**What to work on**
Both the line with "PR #9038, opened 2024-04-02" and the line with "- add e2e test." in the records below must appear in the output, along with every line between them, exactly and with nothing added.

Stored data entries:
○ ○ ○

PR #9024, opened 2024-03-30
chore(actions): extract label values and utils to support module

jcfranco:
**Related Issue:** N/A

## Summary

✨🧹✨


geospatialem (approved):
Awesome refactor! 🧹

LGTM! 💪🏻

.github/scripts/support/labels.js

○ ○ ○

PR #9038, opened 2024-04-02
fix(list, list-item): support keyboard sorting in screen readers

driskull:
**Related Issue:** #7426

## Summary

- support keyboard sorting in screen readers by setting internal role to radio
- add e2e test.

○ ○ ○

**Solution for this problem**
PR #9038, opened 2024-04-02
fix(list, list-item): support keyboard sorting in screen readers

driskull:
**Related Issue:** #7426

## Summary

- support keyboard sorting in screen readers by setting internal role to radio
- add e2e test.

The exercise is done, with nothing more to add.